▶ WORK TO BE COMPLETED
Of the lines below, report only those that contain "awsClientVersion".
:: PROVIDED DATA
PR #1752, opened 2019-04-08
Catalog warnings

rupertbates:
## Why are you doing this?

If the Zuora catalog fails to load on app start this is a big problem for subs because pricing information will be unavailable, this PR adds a CloudWatch alarm so that we will get notified if that happens.

[**Trello Card**](https://trello.com/c/RLwKIy8d/2218-handle-catalog-load-failures-gracefully)

## Changes

* Send an event to CloudWatch to record catalog load failures in PROD
* Add a CloudWatch alarm to fire on failure

### DIFF
--- a/support-frontend/build.sbt
+++ b/support-frontend/build.sbt
@@ -20,7 +20,6 @@ libraryDependencies ++= Seq(
   "com.amazonaws" % "aws-java-sdk-stepfunctions" % awsClientVersion,
   "com.amazonaws" % "aws-java-sdk-sts" % awsClientVersion,
   "com.amazonaws" % "aws-java-sdk-s3" % awsClientVersion,
-  "com.amazonaws" % "aws-java-sdk-cloudwatch" % awsClientVersion,
   "org.typelevel" %% "cats-core" % "1.0.1",
   "com.dripower" %% "play-circe" % "2609.1",
   "com.gu" %% "fezziwig" % "0.8",
--- a/support-frontend/cloud-formation/cfn.yaml
+++ b/support-frontend/cloud-formation/cfn.yaml
@@ -217,8 +217,6 @@ Resources:
       Name: !Sub ${Stack}-${Stage}-${App}
       Port: 9000
       Protocol: HTTP
-      VpcId:
-        Ref: VpcId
::::
▶ SOLVED EXERCISE
   "com.amazonaws" % "aws-java-sdk-stepfunctions" % awsClientVersion,
   "com.amazonaws" % "aws-java-sdk-sts" % awsClientVersion,
   "com.amazonaws" % "aws-java-sdk-s3" % awsClientVersion,
-  "com.amazonaws" % "aws-java-sdk-cloudwatch" % awsClientVersion,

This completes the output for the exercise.